Oakland
Opinion: Brooks’ Demand for Local Hiring of Blacks Results in Building Trades’ Attack Ads
In a recent news article, the secretary-treasurer of the local Building Trades Council asserted that racism is no longer a problem within the construction unions. He acknowledged that the construction trades have a history of excluding Black workers, but he said that is over.
Unfortunately, the evidence indicates a different reality, and there is no way for Andreas Cluver of the Building Trades Council to support his point, since the organizations he represents refuse to reveal their membership by ethnicity.
However, we do know for sure that on city-funded construction projects in the City of Oakland, Black workers get only 9 percent of the work, in spite of the fact that they make up 25 percent of the population (See records of the Oakland Office of Contract Compliance). And we know from national statistics that African-Americans are 12.3 percent of the U.S. population and only 6 percent of those employed in construction.
One of few councilmembers who has consistently protested discrimination against Black workers in construction, cannabis and other arenas important to the Black community is Desley Brooks.
Instead of taking the issues Brooks raises as an opportunity for discussion and change, several of the organizations Mr. Cluver represents are attempting to unseat her using an “Independent Expenditure Committee.”
The electricians union has contributed $10,000 to the expenditure committee. Data use reports that nationally only 2 percent of electricians are women and only 6 percent are Black.
Interestingly, supporters of Mayor Libby Schaff, whose gentrification and housing policies have also been opposed by Brooks, is contributing to the same “Independent Expenditure Committee” and so is the locally-based corporate-funded charter organization.
The building trades have started demanding recently that they get virtually all the work on city-funded construction projects, even if it means that Black workers will continue to be less employed, by virtue of their underrepresentation in the construction unions.
CM Brooks is one of few who has had the courage to ask questions about these demands.

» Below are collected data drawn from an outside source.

PR #16223, opened 2023-02-09
add integration tests for troubleshoot

malizz:
### Description
- add integration tests for troubleshoot command. (happy paths)
- remove adminAddr from interface: only envoy proxies use this function 

### PR Checklist

* [x] updated test coverage
* [x] not a security concern


test/integration/consul-container/libs/service/service.go
```diff
@@ -1,14 +1,18 @@
...
+	"io"
+)
 
 // Service represents a process that will be registered with the
 // Consul catalog, including Consul components such as sidecars and gateways
 type Service interface {
 	// Export a service to the peering cluster
+	Exec(ctx context.Context, cmd []string) (int, io.Reader, error)
 	Export(partition, peer string, client *api.Client) error
 	GetAddr() (string, int)
```
DanStough, line 15: Love the refactoring here 🙇

DanStough (changes requested):
No problems with the PR content, but looking at the linting errors in CircleCI, some other integration tests need to `GetAdminPort()` to be refactored. 

Will there be more verbose assertions added in the future? Like one case of failing and one of passing?

test/integration/consul-container/libs/service/gateway.go
```diff
@@ -18,8 +18,8 @@ import (
 	"github.com/hashicorp/consul/test/integration/consul-container/libs/utils"
 )
 
-// gatewayContainer
-type gatewayContainer struct {
+// GatewayContainer
+type GatewayContainer struct {
```
huikang, line 22: Why are we exposing `GatewayContainer`, given it satisfies the `Service` interface?

test/integration/consul-container/test/troubleshoot/troubleshoot_proxy_test.go
```diff
@@ -0,0 +1,73 @@
...
+		InjectAutoEncryption: true,
+	})
+
+	_, clientService := observability.CreateServices(t, cluster)
+
+	clientSidecar, ok := clientService.(*libservice.ConnectContainer)
+	require.True(t, ok)
+	_, port := clientSidecar.GetInternalAdminAddr()
+	// wait for envoy
+	time.Sleep(10 * time.Second)
```
huikang, line 29: can we use retry instead of sleep?

test/integration/consul-container/test/upgrade/peers_http_test.go
```diff
@@ -49,7 +49,9 @@ func TestPeering_UpgradeToTarget_fromLatest(t *testing.T) {
 		acceptingClient, err := acceptingCluster.GetClient(nil, false)
 		require.NoError(t, err)
 
-		_, gatewayAdminPort := dialing.Gateway.GetAdminAddr()
+		gatewayProxy, ok := dialing.Gateway.(*libservice.GatewayContainer)
```
huikang, line 52: I think dialing.Gateway is a `libservice.Service` interface so there's no need to cast the type. Is there anything changed in this PR.

huikang (commented):
Some non-blocking questions. Thanks.

test/integration/consul-container/libs/service/gateway.go
malizz: Only `GatewayContainer` and `ConnectContainer `should have functions `getAdminAddr` given that it means envoy admin address and non-connect containers should not call this function. Removing `GetAdminAddr` from Service interface, I then have to do a type assertion before calling `GetAdminAddr`. That's why I exposed `GatewayContainer`

test/integration/consul-container/test/upgrade/peers_http_test.go
malizz: explained above, `GetAdminAddr` should only be called from GatewayContainer and ConnectContainer types.

test/integration/consul-container/test/troubleshoot/troubleshoot_proxy_test.go
malizz: This one should be retriable, but for the failure case I cannot retry.

test/integration/consul-container/libs/service/gateway.go
huikang: Got it. But we can add empty function for the other types, which I remember is `exampleContainer` so that we can reduce the size of this PR. Additionally, I think the main purpose of using the `type Service interface ` is to not exposing these internal structs.

DanStough: My original intention with the `Service` interface was to be the lowest common denominator of anything that could be part of the consul catalog.  Concrete types would have additional methods applicable to that type as needed. We can certainly change it based on consensus, but I'm +1 smaller interfaces where everyone implements the behavior.

test/integration/consul-container/test/troubleshoot/troubleshoot_proxy_test.go
```diff
@@ -0,0 +1,73 @@
...
+	_, outputReader, err := clientSidecar.Exec(context.Background(), []string{"consul", "troubleshoot", "proxy",
+		"-envoy-admin-endpoint", fmt.Sprintf("localhost:%v", clientAdminPort),
+		"-upstream-envoy-id", libservice.StaticServerServiceName})
+	require.NoError(t, err)
+	buf, err := io.ReadAll(outputReader)
+	require.NoError(t, err)
+	require.Contains(t, string(buf), "certificates are valid")
+	require.Contains(t, string(buf), fmt.Sprintf("listener for upstream \"%s\" found", libservice.StaticServerServiceName))
+	require.Contains(t, string(buf), fmt.Sprintf("route for upstream \"%s\" found", libservice.StaticServerServiceName))
+	require.Contains(t, string(buf), "no healthy endpoints for cluster")
```
DanStough, line 72: Can we chain this with the previous test and segment with `t.Run`? Every time we create a cluster, we create a new docker network. Not only will it be more resource intensive to run them separately, but allocating more network blocks will prevent other tests from running in parallel.

test/integration/consul-container/test/troubleshoot/troubleshoot_upstream_test.go
```diff
@@ -0,0 +1,35 @@
...
+	clientSidecar, ok := clientService.(*libservice.ConnectContainer)
+	require.True(t, ok)
+	_, port := clientSidecar.GetInternalAdminAddr()
+	// wait for envoy
+	time.Sleep(5 * time.Second)
+	_, outputReader, err := clientSidecar.Exec(context.Background(), []string{"consul", "troubleshoot", "upstreams", "-envoy-admin-endpoint", fmt.Sprintf("localhost:%v", port)})
+	require.NoError(t, err)
+	buf, err := io.ReadAll(outputReader)
+	require.NoError(t, err)
+	require.Contains(t, string(buf), libservice.StaticServerServiceName)
```
DanStough, line 34: Same comment about consolidation - maybe we just have one test case that calls this first with `t.Run`.

test/integration/consul-container/test/observability/util.go
```diff
@@ -0,0 +1,50 @@
+package observability
```
DanStough, line 1: I think a better home for this would be in `lib/service/helpers.go`

DanStough (commented):
Small stuff maybe we can negotiate

test/integration/consul-container/test/troubleshoot/troubleshoot_proxy_test.go
```diff
@@ -0,0 +1,73 @@
...
+	libservice "github.com/hashicorp/consul/test/integration/consul-container/libs/service"
+	"github.com/hashicorp/consul/test/integration/consul-container/libs/topology"
+	"github.com/hashicorp/consul/test/integration/consul-container/test/observability"
+	"github.com/stretchr/testify/require"
+	"io"
+	"testing"
+	"time"
+)
+
+func TestTroubleshootProxy_Success(t *testing.T) {
```
DanStough, line 16: You can add `t.Parrallel` on all of these. It's just missing from the AccessLog test by accident.

test/integration/consul-container/test/troubleshoot/troubleshoot_proxy_test.go
malizz: That's a great idea, thanks!

test/integration/consul-container/test/troubleshoot/troubleshoot_proxy_test.go
malizz: with parallel I had some tests failing. I think there's a race condition in createCluster. But I will address your previous comment and look into the performance.

huikang: @DanStough , given more tests have been added to consul-container, shall we increase the number of parallel jobs (i think the current value is `p=4`)?

test/integration/consul-container/test/troubleshoot/troubleshoot_proxy_test.go
```diff
@@ -0,0 +1,73 @@
...
+	"context"
+	"fmt"
+	libcluster "github.com/hashicorp/consul/test/integration/consul-container/libs/cluster"
+	libservice "github.com/hashicorp/consul/test/integration/consul-container/libs/service"
+	"github.com/hashicorp/consul/test/integration/consul-container/libs/topology"
+	"github.com/hashicorp/consul/test/integration/consul-container/test/observability"
+	"github.com/stretchr/testify/require"
+	"io"
+	"testing"
+	"time"
```
huikang, line 13: nit: we can re-gourp the import path.

test/integration/consul-container/test/troubleshoot/troubleshoot_proxy_test.go
```diff
@@ -0,0 +1,73 @@
...
+	clientSidecar, ok := clientService.(*libservice.ConnectContainer)
+	require.True(t, ok)
+	_, port := clientSidecar.GetInternalAdminAddr()
+	// wait for envoy
+	time.Sleep(10 * time.Second)
+	_, outputReader, err := clientSidecar.Exec(context.Background(), []string{"consul", "troubleshoot", "proxy",
+		"-envoy-admin-endpoint", fmt.Sprintf("localhost:%v", port),
+		"-upstream-envoy-id", libservice.StaticServerServiceName})
+	require.NoError(t, err)
+	buf, err := io.ReadAll(outputReader)
```
huikang, line 34: I think you can make the Exec returns the string so that we don't need line 34 in other places. Please refer to https://github.com/hashicorp/consul/blob/78a4b5fd6f812c1ba288aa0ad84de62c6f4a88d3/test/integration/consul-container/libs/cluster/container.go#L364-L366

test/integration/consul-container/test/troubleshoot/troubleshoot_proxy_test.go
DanStough: @huikang Sure. RB wrote some code similar to `freeport` which will throttle the tests when docker networks aren't available, so it may not increase the speed of the tests at some point.

DanStough (commented):
@malizz thoughts about these two previous comments?
1. Moving `CreateServices` to `lib/service/helpers.go`
1. Using `t.Run()` to put all the tests into one case.

malizz:
> @malizz thoughts about these two previous comments?
> 
> 1. Moving `CreateServices` to `lib/service/helpers.go`
> 2. Using `t.Run()` to put all the tests into one case.

Right, I will address them today. Thanks.

DanStough (approved):
Awesome! Thank you for all the great improvements on the test framework 🍾 🥳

The national unemployment rate in March 2018 was 7.2 percent for African-Americans and 3.3 percent for whites. These numbers fluctuate, but the 2 to 1 ratio between Black and white unemployment has remained the same for decades.
And a recent national meta-analysis indicates that there has been no decrease in job discrimination against African-Americans over the last 25 years. (See Quillian, Pager, Hexel, and Mitboen 2017).
Jobs in construction offer relatively high wages. Unlike many manufacturing jobs, most of the labor cannot be exported to lower-wage states or countries. It is considered a growth industry by the Department of Labor and is therefore an important industry for a group which experiences high unemployment.
This could be an historic moment, given that unemployment is relatively low for whites. The Building Trades could more easily develop an ethic of racial solidarity.
These unions could support racially progressive elected officials. They could take the structural steps necessary to welcome large number of Black workers into their ranks and facilitate their speedy achievement of journey person status.
This would require locating apprenticeship programs that are accessible to Oakland residents in this community, finally revealing their numbers by ethnicity and joining with all stakeholders to work together to take other pro-active steps.
Such steps of solidarity would help the whole labor movement and the general position of working-class people in the Bay Area.
Kitty Kelly Epstein, PhD is a professor of education and urban studies.